- _To do_: The required result is the number of lines below that hold the word "doesn", stated without anything else.

Collected data:
-- Opening Marker --
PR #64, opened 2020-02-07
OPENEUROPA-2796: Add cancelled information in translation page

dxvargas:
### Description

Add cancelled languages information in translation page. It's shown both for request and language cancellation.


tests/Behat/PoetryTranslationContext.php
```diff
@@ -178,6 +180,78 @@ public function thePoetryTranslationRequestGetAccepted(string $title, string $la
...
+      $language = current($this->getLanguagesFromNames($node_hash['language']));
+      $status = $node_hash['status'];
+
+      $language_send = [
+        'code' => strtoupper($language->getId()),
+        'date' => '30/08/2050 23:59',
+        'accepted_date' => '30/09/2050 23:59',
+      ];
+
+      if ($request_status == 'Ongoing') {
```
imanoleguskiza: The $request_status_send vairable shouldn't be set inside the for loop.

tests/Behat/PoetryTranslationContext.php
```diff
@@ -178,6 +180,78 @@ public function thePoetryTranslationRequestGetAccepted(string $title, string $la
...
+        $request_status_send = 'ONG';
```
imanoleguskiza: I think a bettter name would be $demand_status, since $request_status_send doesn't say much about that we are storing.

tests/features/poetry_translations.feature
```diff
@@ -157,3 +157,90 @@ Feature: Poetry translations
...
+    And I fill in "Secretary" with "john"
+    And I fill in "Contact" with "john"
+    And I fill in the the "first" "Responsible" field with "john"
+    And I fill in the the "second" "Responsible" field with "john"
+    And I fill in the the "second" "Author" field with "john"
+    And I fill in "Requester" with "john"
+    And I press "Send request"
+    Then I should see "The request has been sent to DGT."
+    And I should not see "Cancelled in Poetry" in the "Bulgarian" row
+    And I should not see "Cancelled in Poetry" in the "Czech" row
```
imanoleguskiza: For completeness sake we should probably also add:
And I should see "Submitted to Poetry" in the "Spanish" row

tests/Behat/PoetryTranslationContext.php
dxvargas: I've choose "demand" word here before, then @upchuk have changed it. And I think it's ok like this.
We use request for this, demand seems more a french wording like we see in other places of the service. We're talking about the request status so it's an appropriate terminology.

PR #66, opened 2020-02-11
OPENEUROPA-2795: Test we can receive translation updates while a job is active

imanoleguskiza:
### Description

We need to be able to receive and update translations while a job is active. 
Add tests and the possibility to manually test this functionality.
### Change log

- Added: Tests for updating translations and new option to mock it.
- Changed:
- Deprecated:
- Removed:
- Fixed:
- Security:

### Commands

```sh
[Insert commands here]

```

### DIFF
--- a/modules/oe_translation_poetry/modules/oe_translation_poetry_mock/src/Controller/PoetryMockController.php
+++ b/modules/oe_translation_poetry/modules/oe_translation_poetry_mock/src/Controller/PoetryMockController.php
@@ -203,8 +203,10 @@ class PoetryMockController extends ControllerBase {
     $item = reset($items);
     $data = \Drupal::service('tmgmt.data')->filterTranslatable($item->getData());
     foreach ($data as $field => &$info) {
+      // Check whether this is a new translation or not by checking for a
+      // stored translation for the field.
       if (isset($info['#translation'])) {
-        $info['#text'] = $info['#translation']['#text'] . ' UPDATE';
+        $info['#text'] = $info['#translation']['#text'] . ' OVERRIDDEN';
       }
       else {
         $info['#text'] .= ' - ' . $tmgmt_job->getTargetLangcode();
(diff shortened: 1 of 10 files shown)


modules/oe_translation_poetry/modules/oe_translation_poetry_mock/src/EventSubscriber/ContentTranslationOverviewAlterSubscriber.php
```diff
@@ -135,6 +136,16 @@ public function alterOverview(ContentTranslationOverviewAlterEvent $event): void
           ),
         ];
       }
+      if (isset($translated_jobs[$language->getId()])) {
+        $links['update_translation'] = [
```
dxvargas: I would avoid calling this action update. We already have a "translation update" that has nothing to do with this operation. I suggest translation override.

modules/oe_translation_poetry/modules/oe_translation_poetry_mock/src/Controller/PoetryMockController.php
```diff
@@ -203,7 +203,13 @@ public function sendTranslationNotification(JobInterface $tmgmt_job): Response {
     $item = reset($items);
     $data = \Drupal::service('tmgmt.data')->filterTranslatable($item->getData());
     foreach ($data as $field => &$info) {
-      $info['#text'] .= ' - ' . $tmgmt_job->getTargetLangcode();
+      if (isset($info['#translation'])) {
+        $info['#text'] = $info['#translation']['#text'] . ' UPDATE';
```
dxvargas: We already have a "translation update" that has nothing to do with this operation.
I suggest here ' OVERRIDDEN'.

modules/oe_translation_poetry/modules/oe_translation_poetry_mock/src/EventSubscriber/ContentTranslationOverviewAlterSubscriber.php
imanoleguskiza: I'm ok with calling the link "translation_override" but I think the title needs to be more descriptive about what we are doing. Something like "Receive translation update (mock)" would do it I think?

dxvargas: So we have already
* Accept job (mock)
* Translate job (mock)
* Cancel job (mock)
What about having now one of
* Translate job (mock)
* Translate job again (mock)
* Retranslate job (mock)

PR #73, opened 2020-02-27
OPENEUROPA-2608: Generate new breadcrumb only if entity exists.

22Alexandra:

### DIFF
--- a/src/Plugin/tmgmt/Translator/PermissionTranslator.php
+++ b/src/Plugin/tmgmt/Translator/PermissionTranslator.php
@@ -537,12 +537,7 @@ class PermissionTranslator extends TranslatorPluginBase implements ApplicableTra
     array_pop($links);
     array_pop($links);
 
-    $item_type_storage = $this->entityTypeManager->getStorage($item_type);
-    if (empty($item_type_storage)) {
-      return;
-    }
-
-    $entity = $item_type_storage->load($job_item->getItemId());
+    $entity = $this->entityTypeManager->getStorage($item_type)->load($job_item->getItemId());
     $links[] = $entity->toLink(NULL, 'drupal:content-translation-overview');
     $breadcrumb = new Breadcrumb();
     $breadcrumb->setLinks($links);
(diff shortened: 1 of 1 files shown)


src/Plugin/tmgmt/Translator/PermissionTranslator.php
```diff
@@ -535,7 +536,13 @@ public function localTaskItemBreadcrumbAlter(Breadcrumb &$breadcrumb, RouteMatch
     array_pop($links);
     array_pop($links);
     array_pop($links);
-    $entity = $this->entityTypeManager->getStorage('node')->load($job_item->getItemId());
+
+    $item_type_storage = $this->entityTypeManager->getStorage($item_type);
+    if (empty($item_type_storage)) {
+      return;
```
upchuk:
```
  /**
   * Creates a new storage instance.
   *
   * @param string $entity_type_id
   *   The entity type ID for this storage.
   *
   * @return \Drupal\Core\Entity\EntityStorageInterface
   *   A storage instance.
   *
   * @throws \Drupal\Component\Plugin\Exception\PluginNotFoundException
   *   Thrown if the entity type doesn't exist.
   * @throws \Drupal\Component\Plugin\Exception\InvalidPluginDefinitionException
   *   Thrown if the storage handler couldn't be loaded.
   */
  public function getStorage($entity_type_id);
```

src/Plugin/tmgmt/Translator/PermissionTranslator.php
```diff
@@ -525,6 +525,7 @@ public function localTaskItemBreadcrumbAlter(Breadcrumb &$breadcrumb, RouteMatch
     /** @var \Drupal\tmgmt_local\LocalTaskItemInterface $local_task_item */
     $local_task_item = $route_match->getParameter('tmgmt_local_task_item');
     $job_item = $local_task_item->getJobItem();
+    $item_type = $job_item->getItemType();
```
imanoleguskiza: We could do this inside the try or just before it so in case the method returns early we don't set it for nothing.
-- Closing Marker --
- _Answer to this task_: 2